**Aim of the exercise**
Copy the data word for word, keeping every line.

**Listed records**
PR #2420, opened 2026-04-26
fix(executor): extend opencode self-review timeout

### LINKED ISSUE #2416: OpenCode self-review phase times out before backend completes
## Problem
OpenCode-backed runs can finish main execution but still fail during self-review because the runner cancels review too early.

## Root Cause
`runSelfReview()` uses a hardcoded 2 minute timeout even when the OpenCode backend itself allows much longer request durations.

## Impact
Tasks can appear to regress in the self-review phase despite a healthy OpenCode session.

## Proposed Fix
Use a longer OpenCode-specific self-review timeout while keeping the shorter timeout for other backends.
Add regression tests for backend-specific timeout selection.

myagizmaktav:
## Summary
- give OpenCode-backed self-review a longer timeout window than the default 2 minutes
- keep the short 2 minute self-review timeout for other backends
- add regression coverage for backend-specific self-review timeout selection

## Verification
- `go test ./internal/executor/...`

Closes #2416

### DIFF
--- a/internal/executor/runner.go
+++ b/internal/executor/runner.go
@@ -562,6 +562,17 @@ func (r *Runner) backendType() string {
 	return "claude-code"
 }
 
+// selfReviewTimeout returns the per-backend timeout for the self-review phase.
+// OpenCode runs are legitimately slower than Claude Code (server-managed
+// session, larger streaming overhead); a 2-minute cap cancels review while the
+// backend is still working and surfaces as a false regression. GH-2416.
+func (r *Runner) selfReviewTimeout() time.Duration {
+	if r.backendType() == BackendTypeOpenCode {
+		return 10 * time.Minute
+	}
+	return 2 * time.Minute
+}
+
 // fallbackModelName returns the best-known model name for telemetry rows when
 // the backend stream did not surface a model field. Used to distinguish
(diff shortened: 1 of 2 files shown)


alekspetrov:
Thanks! The diff is much larger than a self-review timeout change should need (+114/−109 in runner.go). Looks like a rebase artifact or formatter pass. Could you rebase off main and resubmit with a minimal diff covering just: (a) backend-aware self-review timeout selection, (b) the new test in runner_test.go? Happy to merge once the runner.go diff is scoped to the timeout logic.

alekspetrov:
Rebased onto current main and force-pushed (was stale by ~v2.99 work). The previous +114/−109 in runner.go was gofmt churn against an older base plus removal of post-branch work. New diff is +49/−2: `selfReviewTimeout()` helper (10m OpenCode / 2m otherwise) wired into `runSelfReview`'s context, plus 3 unit-test cases. Authorship preserved.

Will need workflow approval on the Checks tab to run CI on the new push.

alekspetrov (approved):
LGTM. Backend-aware self-review timeout (10m OpenCode / 2m otherwise) with focused tests. Rebased onto current main.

**Expected answer**
PR #2420, opened 2026-04-26
fix(executor): extend opencode self-review timeout

### LINKED ISSUE #2416: OpenCode self-review phase times out before backend completes
## Problem
OpenCode-backed runs can finish main execution but still fail during self-review because the runner cancels review too early.

## Root Cause
`runSelfReview()` uses a hardcoded 2 minute timeout even when the OpenCode backend itself allows much longer request durations.

## Impact
Tasks can appear to regress in the self-review phase despite a healthy OpenCode session.

## Proposed Fix
Use a longer OpenCode-specific self-review timeout while keeping the shorter timeout for other backends.
Add regression tests for backend-specific timeout selection.

myagizmaktav:
## Summary
- give OpenCode-backed self-review a longer timeout window than the default 2 minutes
- keep the short 2 minute self-review timeout for other backends
- add regression coverage for backend-specific self-review timeout selection

## Verification
- `go test ./internal/executor/...`

Closes #2416

### DIFF
--- a/internal/executor/runner.go
+++ b/internal/executor/runner.go
@@ -562,6 +562,17 @@ func (r *Runner) backendType() string {
 	return "claude-code"
 }
 
+// selfReviewTimeout returns the per-backend timeout for the self-review phase.
+// OpenCode runs are legitimately slower than Claude Code (server-managed
+// session, larger streaming overhead); a 2-minute cap cancels review while the
+// backend is still working and surfaces as a false regression. GH-2416.
+func (r *Runner) selfReviewTimeout() time.Duration {
+	if r.backendType() == BackendTypeOpenCode {
+		return 10 * time.Minute
+	}
+	return 2 * time.Minute
+}
+
 // fallbackModelName returns the best-known model name for telemetry rows when
 // the backend stream did not surface a model field. Used to distinguish
(diff shortened: 1 of 2 files shown)


alekspetrov:
Thanks! The diff is much larger than a self-review timeout change should need (+114/−109 in runner.go). Looks like a rebase artifact or formatter pass. Could you rebase off main and resubmit with a minimal diff covering just: (a) backend-aware self-review timeout selection, (b) the new test in runner_test.go? Happy to merge once the runner.go diff is scoped to the timeout logic.

alekspetrov:
Rebased onto current main and force-pushed (was stale by ~v2.99 work). The previous +114/−109 in runner.go was gofmt churn against an older base plus removal of post-branch work. New diff is +49/−2: `selfReviewTimeout()` helper (10m OpenCode / 2m otherwise) wired into `runSelfReview`'s context, plus 3 unit-test cases. Authorship preserved.

Will need workflow approval on the Checks tab to run CI on the new push.

alekspetrov (approved):
LGTM. Backend-aware self-review timeout (10m OpenCode / 2m otherwise) with focused tests. Rebased onto current main.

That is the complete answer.